[[ MATERIAL PROVIDED, beginning ]]
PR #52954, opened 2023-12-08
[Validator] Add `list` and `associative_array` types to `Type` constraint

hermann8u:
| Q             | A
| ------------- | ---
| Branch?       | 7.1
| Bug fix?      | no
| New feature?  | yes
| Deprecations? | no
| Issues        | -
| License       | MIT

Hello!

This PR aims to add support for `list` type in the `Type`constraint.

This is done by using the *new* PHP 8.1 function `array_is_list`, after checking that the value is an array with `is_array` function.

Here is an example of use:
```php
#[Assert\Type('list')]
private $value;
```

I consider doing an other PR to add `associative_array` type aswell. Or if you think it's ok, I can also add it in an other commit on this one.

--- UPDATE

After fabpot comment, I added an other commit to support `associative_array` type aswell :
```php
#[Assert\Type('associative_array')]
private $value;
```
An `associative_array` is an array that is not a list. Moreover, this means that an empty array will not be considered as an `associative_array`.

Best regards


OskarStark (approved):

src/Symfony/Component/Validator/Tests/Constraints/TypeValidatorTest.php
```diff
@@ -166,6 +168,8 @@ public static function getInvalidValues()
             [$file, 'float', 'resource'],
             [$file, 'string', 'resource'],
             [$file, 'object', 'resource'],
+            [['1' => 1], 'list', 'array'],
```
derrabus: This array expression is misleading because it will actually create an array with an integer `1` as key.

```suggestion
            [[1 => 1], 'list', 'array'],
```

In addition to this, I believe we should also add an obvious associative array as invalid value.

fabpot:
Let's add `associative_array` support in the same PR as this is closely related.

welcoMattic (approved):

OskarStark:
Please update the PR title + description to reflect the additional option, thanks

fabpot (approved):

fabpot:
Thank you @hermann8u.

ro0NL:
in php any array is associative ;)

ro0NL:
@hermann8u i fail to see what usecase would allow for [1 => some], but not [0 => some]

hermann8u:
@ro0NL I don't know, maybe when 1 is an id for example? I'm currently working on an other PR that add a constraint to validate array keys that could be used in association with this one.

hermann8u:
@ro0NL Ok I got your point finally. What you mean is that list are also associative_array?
[[ MATERIAL PROVIDED, end ]]
EXERCISE DETAILS -
Show the lines of the entries that include the string "with", copying each in full.

WRITTEN REPLY -
This is done by using the *new* PHP 8.1 function `array_is_list`, after checking that the value is an array with `is_array` function.
derrabus: This array expression is misleading because it will actually create an array with an integer `1` as key.
@ro0NL I don't know, maybe when 1 is an id for example? I'm currently working on an other PR that add a constraint to validate array keys that could be used in association with this one.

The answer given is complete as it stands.